Um lugar para escutar o
que ainda não virou palavra

Às vezes, eu preciso tirar férias de mim. Não do meu corpo, nem da minha vida, mas da ideia de quem eu sou enquanto autora.

Quando escrevo, carrego um nome, um histórico, uma postura, um acúmulo de textos e títulos. Carrego também perguntas, expectativas, vozes alheias que ecoam como editores internos: isso tem força? Isso comunica? Isso sustenta sua carreira? E, se não me cuido, passo a viver como se fosse apenas isso: a autora.

Foi por isso que decidi, há um tempo, tirar férias de mim. Deixei de lado o “sou escritora” e fui fazer coisas sem objetivo literário. Fui caminhar sem bloco. Fui visitar museus sem anotar nada. Fui passar dias inteiros sem pensar no próximo projeto. Desarmei a postura. Desobriguei o gesto.Me deixei ficar sem enredo.

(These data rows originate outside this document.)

PR #58343, opened 2023-11-15
Replace default httpclient for cody requests 

chwarwick:
Switched the completions & embeddings clients to use an uncached client, as the requests should be unique and caching would not be helpful.
## Test plan
CI 
Chatted with Cody web successfully, embedded a repo successfully


bobheadxi (approved):
Nice 😁

rafax (commented):
Nice :)

PR #58346, opened 2023-11-15
sec: Make GraphQL cost limits configurable

evict:
This makes it easier for customer site-admin to change the GraphQL limits. It adds a `RateLimits` function to fetch the structure and makes sure we have default values.

## Test plan
CI tests, test locally.

### DIFF
--- a/cmd/frontend/graphqlbackend/graphqlbackend.go
+++ b/cmd/frontend/graphqlbackend/graphqlbackend.go
@@ -633,7 +633,7 @@ func NewSchema(
 	opts := []graphql.SchemaOpt{
 		graphql.Tracer(newRequestTracer(log.Scoped("GraphQL"), db)),
 		graphql.UseStringDescriptions(),
-		graphql.MaxDepth(maxDepth),
+		graphql.MaxDepth(conf.RateLimits().GraphQLMaxDepth),
 	}
 	opts = append(opts, graphqlOpts...)
 	return graphql.ParseSchema(
--- a/internal/conf/computed.go
+++ b/internal/conf/computed.go
@@ -461,29 +461,26 @@ func PasswordPolicyEnabled() bool {
 }
 
 func RateLimits() schema.RateLimits {
-	maxAliases := 500
-	maxFieldCount := 500_000
-	maxDepth := 30
-
-	rl := Get().RateLimits
-	if rl != nil {
-		if rl.GraphQLMaxAliases <= 0 {
-			rl.GraphQLMaxAliases = maxAliases
-		}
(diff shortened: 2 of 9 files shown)


schema/site.schema.json
```diff
@@ -49,6 +49,27 @@
       "type": "boolean",
       "default": false
     },
+    "RateLimits": {
```
eseliger, line 52: properties in the schema are usually lowercase

```suggestion
    "rateLimits": {
```

cmd/frontend/graphqlbackend/graphqlbackend.go
```diff
@@ -633,7 +633,7 @@ func NewSchema(
 	opts := []graphql.SchemaOpt{
 		graphql.Tracer(newRequestTracer(log.Scoped("GraphQL"), db)),
 		graphql.UseStringDescriptions(),
-		graphql.MaxDepth(maxDepth),
+		graphql.MaxDepth(conf.RateLimits().GraphQLMaxDepth),
```
eseliger, line 636: Hmm damn, this'll require a restart to take effect.. That makes rollouts much harder for multiple on-prem customers unfortunately.

I looked at the library and unfortunately the validator code lives in `internal` so we can't easily take it out of there.
Maybe a library change could help work around that, to add MaxDepthFunc that allows to return a new value for each validation pass (request).

internal/conf/computed.go
```diff
@@ -460,6 +460,32 @@ func PasswordPolicyEnabled() bool {
...
+		}
+		return *rl
+	}
+
+	return schema.RateLimits{
+		GraphQLMaxAliases:    maxAliases,
+		GraphQLMaxFieldCount: maxFieldCount,
+		GraphQLMaxDepth:      maxDepth,
+	}
+}
```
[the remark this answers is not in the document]
evict: TIL, thank you!

cmd/frontend/graphqlbackend/graphqlbackend.go
evict: I don't think we can make that on time for the release, what do you think?

eseliger: that's okay but can we make sure to follow up on that?

eseliger (approved):

cmd/frontend/graphqlbackend/graphqlbackend.go
evict: Will do !

mohammadualam (approved):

Nos primeiros dias, parecia estranho. Quase um erro. Senti como se estivesse traindo minha função. Com o tempo, fui voltando para um lugar que não era menor. Era livre.

E foi aí que percebi: mesmo sem querer, mesmo “de férias”, eu estava escrevendo. Escrevia sem papel. Escrevia ao olhar o mundo sem filtro literário. Escrevia ao ouvir conversas no ônibus. Escrevia ao sentir raiva, ao fazer compras, ao não saber onde guardei a chave. Escrevia na pausa.

Há uma escrita que não passa pela escrita. Ela se deposita em silêncio, como poeira sobre os móveis. E um dia, quando sentamos para escrever de novo, ela está lá. Presente, mesmo quando ausente.

Outro dia, encontrei um bilhete antigo meu dentro de um livro esquecido. Era um lembrete banal, quase tolo. Mas a caligrafia dizia tudo. Ali estava eu, escrevendo como quem respira. Sem pretensão, sem público, sem cuidado estético. Só presença.

Foi então que percebi que essa também sou eu.

Essa talvez seja mais eu do que todas as versões que performo como “autora”.

Tirar férias de mim me devolveu a alegria de escrever sem função. Me lembrou que a palavra não precisa ser útil para existir. E que, muitas vezes, ela nasce mais viva quando não está a serviço de nada.